Reconciling Committee
PSUMC’s Reconciling Committee works to create a truly open community in which all people are welcome, regardless of sexual orientation or gender identity. It also works to change the rules in the larger United Methodist Church so that it, too, reflects the radical inclusiveness of God’s love.
There is neither Jew nor Greek, slave nor free, male nor female; for you are all one in Christ Jesus.
--Galatians 3:28
The Reconciling Committee takes its name from the national Reconciling movement within the United Methodist Church to change church policy. The term 'reconciling' for this mission was suggested in 1982 because of the need for reconciliation between the United Methodist Church and its Lesbian, Gay, Bisexual and Transgendered (LGBT) members.
As of this writing, there are 223 United Methodist reconciling congregations explicitly affirming the full participation of LGBT people in their churches and opposing the UMC’s anti-gay rules. A national grassroots organization, the Reconciling Ministries Network, is dedicated to realizing the full participation of queer Methodists in the church.

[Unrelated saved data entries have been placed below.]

PR #239, opened 2023-06-21
replace menu with adhoc sandbox

congyu-lu:


xzhou82:
thanks, please show sample name in sandbox header, as in line 308 of sampletable.js
for both scatter and matrix

congyu-lu:
> thanks, please show sample name in sandbox header, as in line 308 of sampletable.js for both scatter and matrix

Thanks, added sample names in sandbox header

client/plots/matrix.interactivity.js
```diff
@@ -116,6 +117,7 @@ export function setInteractivity(self) {
 					.text('Disco plot')
```
xzhou82, line 117: line 113 `if()` should not be nested under singleSampleGenomeQuantification

congyu-lu: Thanks, fixed for both matrix and scatterplot

client/plots/matrix.interactivity.js
```diff
@@ -84,38 +84,45 @@ export function setInteractivity(self) {
 	}
 
 	self.mouseclick = function(event) {
-		if (self.state.termdbConfig.queries?.singleSampleGenomeQuantification) {
+		if (
+			self.state.termdbConfig.queries?.singleSampleGenomeQuantification ||
+			self.state.termdbConfig.queries?.singleSampleMutation
+		) {
 			const sample = event.target.__data__
 			sample.sample_id = sample.row?.sampleName
```
xzhou82, line 92: this is not right

xzhou82 (approved):
thanks i now realize a matrix with lots of samples won't show sample names upon zooming in, thus preventing from clicking sample name. but this is a separate issue

PR #243, opened 2023-06-21
Fix fusion tool tip.

aacic:


xzhou82 (approved):
do you know the reason of the massive prettify/linting changes, it's impossible to see what's actually changed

PSUMC has been a reconciling church since 1985. The church's commitment to reflecting God’s love for all people is evident in the PSUMC creed as well as our policy on holy unions (until all can get married in our church, none shall be married here). It is also lived in the daily work of the Reconciling Committee, work that is actively supported by the entire congregation.
Every year, PSUMC marches in both the Manhattan and Brooklyn Gay & Lesbian Pride Parades. This picture was taken in 2002.
PSUMC’s Reconciling Committee works on many fronts. One part of our work is efforts to change the UMC’s doctrinal prejudice and institutional discrimination against LGBT people. We participate every year in our regional church body’s annual governing conference (known as the annual conference), joining with other churches to bring a powerful, unavoidable witness to the four-day conference. PSUMC was instrumental in founding Methodists in New Directions (MIND), a regional, conference-wide grassroots organization working to end the church’s bigoted rules, and remains centrally involved in MIND. In 2005, PSUMC memorably introduced a very controversial resolution at the annual conference meeting, calling on the conference to simply refuse to obey the church’s discriminatory rules, and mounting a creative visual presence with the help of 4,500 three-inch post-it notes.
We also seek to be in ministry to queer communities. In particular, we work to undo the harm done by institutionalized religious prejudice and seek. We want queer folks to know that bigotry they’ve experienced from organized religion is a betrayal of the true message of the Gospel: love for ALL of God’s children and defense of the poor, the oppressed and the marginalized of society. We participate every year in the New York City Gay Pride March and the Brooklyn Pride festival and march. We have distributed tens of thousands palm cards that list several inclusive Bible verses on one side and our holy union policy on the other. And we have worked with the Church of the Village, another reconciling UMC congregation, in support of the their LGBTQ homeless youth shelter.